福「内村選手もコメントしてましたが『気にはしないようにしていたが、

 地元の波に呑まれてしまっていたかも』と。

 あれね、誰だってビックリします。観客席の僕だってビックリしましたから。

 修造さんが2000人くらい居る感じなんです。」

修「はははははは! 大変だ。それは暑苦しいわ。」



修造の言葉が清々しく感じられるとは!

(ちなみに修造、修造と呼び捨てにしておりますが、バカにしているわけではございません。

あのブレることのない暑苦しいキャラには何か楽しいニックネームがほしいと思っているのにそれが無いので、

ニックネーム代わりだと思ってご容赦ください)





さて、本題。


朝日新聞に連載中の「FUKUYAMAアングル」がステキです。

本日(8月2日)の時点で4回(開会式前のご紹介を含めると5回)掲載されてますが、

これらを含めましゃのロンドン取材をまとめたAERAムック本の発売(今月末を予定)

今から本当に楽しみです。



修造と並んでも、あの強烈なキャラに気後れすることなく述べる的確なコメントも見事ですが

FUKUYAMAアングルに見られるような、国や自然や街やその中で生きる人々へ向ける

着眼点や感じ方はもっとステキ、というか、大好き。

写真も温かみがあってキレイです。




少し抜粋しますと、例えば掲載第2回目の「成熟した街は、ひと味違う!」では、


 北京の時は国をあげての五輪ムードで、中国全土から人が集まり、盛り上がっていました。

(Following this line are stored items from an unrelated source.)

PR #1253, opened 2023-11-18
typings for embedded:network (io) modules

tve:
This PR includes a number of typings for various network modules. It also includes some missing manifests with content copied from the associated examples. It's basically a list of fixes I needed to get my apps to build.

### DIFF
--- a/typings/embedded_network/dns/resolver/udp.d.ts
+++ b/typings/embedded_network/dns/resolver/udp.d.ts
@@ -28,8 +28,8 @@ declare module "embedded:network/dns/resolver/udp" {
 
   class Resolver {
     constructor(options: Record<string, any>)
-    close(): null
-    resolve(options: Options): null
+    close(): void
+    resolve(options: Options): void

 でもロンドンでは、競技場をのぞけば日常生活が続いている。交通渋滞を避けるため、

 バカンスに行った人も多いそうです。(中略)


 そんな中、街中で撮影していたら、偶然聖火リレーに遭遇しました。テムズ川沿いの細い路地には、

 聖火を待つ人たちの列。どこからともなく、女王のパネルも登場。ここでもシャレが利いてました。

 警備の警察官はサービス精神たっぷりで、「聖火が来たら、歓声を上げる練習だ。3、2、1!」と

 号令をかけ、楽しませてくれた。映画でしか見たことがないような警官キャラでした。


 待つこと15分。ランタンを抱えた人たちが、静かに歩いてきました。それが聖火だと気づいたのは、

 通り過ぎてから。居合わせた人たちは歓声どころか全員きょとん。僕もシャッターを押せなかった。

 こんなハプニングも、まあ、五輪ならではですかね。




この写真、号令かける練習をしている警察官もまわりの人々も、すごく楽しそうで良いのです。



第4回目の「お堅い場所にビーチ、お得な気分」では、


 今回の五輪、それぞれの競技場がとてもユニークなんです。

 例えば、自転車のトラック競技が開催されるベロドローム。カーブ状の屋根が特徴的な美しい建物です。

 使用された木材は、環境になるべく負荷をかけないように配慮されているそうです。中に入ると

 木の香りがして、まるでひのき風呂のよう。(中略)


 ビーチバレーの会場「ホース・ガーズ・パレード」は、普通は騎兵の交代に使われる広場。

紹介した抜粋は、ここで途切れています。